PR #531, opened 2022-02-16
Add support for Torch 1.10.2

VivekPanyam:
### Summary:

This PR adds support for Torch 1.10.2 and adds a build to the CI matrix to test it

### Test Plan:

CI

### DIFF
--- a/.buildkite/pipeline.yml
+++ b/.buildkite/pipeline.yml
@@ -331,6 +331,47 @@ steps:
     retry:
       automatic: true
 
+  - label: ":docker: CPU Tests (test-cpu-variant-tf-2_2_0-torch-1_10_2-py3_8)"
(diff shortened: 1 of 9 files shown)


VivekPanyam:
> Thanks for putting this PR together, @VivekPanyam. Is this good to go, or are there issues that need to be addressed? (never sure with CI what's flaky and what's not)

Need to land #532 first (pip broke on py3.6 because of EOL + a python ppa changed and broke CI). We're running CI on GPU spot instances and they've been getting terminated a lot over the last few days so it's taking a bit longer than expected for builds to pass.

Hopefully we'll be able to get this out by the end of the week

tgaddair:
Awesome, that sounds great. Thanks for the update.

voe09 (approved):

........

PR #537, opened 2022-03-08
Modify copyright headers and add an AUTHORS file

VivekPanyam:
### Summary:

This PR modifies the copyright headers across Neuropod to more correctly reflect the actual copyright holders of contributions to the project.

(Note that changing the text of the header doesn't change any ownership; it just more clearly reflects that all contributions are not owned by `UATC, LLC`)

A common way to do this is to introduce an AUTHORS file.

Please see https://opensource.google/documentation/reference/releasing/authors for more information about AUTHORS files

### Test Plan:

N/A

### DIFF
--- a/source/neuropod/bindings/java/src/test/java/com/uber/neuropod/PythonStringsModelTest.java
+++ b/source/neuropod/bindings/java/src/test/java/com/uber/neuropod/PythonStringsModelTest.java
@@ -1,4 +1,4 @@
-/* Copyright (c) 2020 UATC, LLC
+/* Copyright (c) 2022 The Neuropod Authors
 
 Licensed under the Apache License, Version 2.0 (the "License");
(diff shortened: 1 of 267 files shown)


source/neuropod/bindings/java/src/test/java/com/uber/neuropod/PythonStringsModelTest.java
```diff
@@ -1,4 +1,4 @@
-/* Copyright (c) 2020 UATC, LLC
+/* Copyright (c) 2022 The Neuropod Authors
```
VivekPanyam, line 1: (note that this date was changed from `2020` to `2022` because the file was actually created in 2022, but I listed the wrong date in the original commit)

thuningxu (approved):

........

• _DIRECTIONS_
For the word "uber", find all matching lines in the entries above and copy them out.

• _EXERCISE RESPONSE_
--- a/source/neuropod/bindings/java/src/test/java/com/uber/neuropod/PythonStringsModelTest.java
+++ b/source/neuropod/bindings/java/src/test/java/com/uber/neuropod/PythonStringsModelTest.java
source/neuropod/bindings/java/src/test/java/com/uber/neuropod/PythonStringsModelTest.java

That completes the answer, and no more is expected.